Je ne puis vivre de la vie du monde parce que ses intérêts, son but ou du moins les moyens qu’il emploie pour les défendre et pour l’atteindre n’ont rien qui m’inspire cette émulation salutaire, sans laquelle un homme est vaincu d’avance dans les luttes d’ambition ou de vertu qui font la vie des sociétés. Là le succès se compose de deux problèmes contraires : vaincre ses rivaux et faire proclamer sa victoire par ses rivaux. Voilà pourquoi il est si difficile à conquérir une fois, si rare pour ne pas dire si impossible à obtenir longtemps…

J’y ai renoncé même avant l’âge du découragement.

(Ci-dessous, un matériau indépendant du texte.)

PR #1065, opened 2025-07-14
fix translation of multi-pattern OPTIONAL sparql patterns

dpetran:
We were translating multi-pattern SPARQL OPTIONAL patterns into jld-query patterns that look like this:

```[:optional [<p1> <p2>]]```

Which gets groups both patterns into a block when parsed:

```:where [... [:optional [<p1> <p2>]]]```

This produces a different result from the intended semantics of OPTIONAL. This commit changes the translation into this:

```[:optional <p1> <p2>]```

Which gets parsed to this:

```:where [... [:optional <p1>] [:optional <p2>]]```

Which provides the semantics that SPARQL expects.


zonotope (approved):
🏛️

Puisque je dois cesser de lutter un jour, j’aime mieux ne pas commencer : c’est ce que mon cœur me disait en me rappelant la belle expression du prédicateur des gens du monde : « Tout ce qui finit est si court ! » Là-dessus je laisse défiler sans envie comme sans dédain le cortége de nos audacieux jouteurs qui croient que le monde est à eux parce qu’ils se donnent à lui.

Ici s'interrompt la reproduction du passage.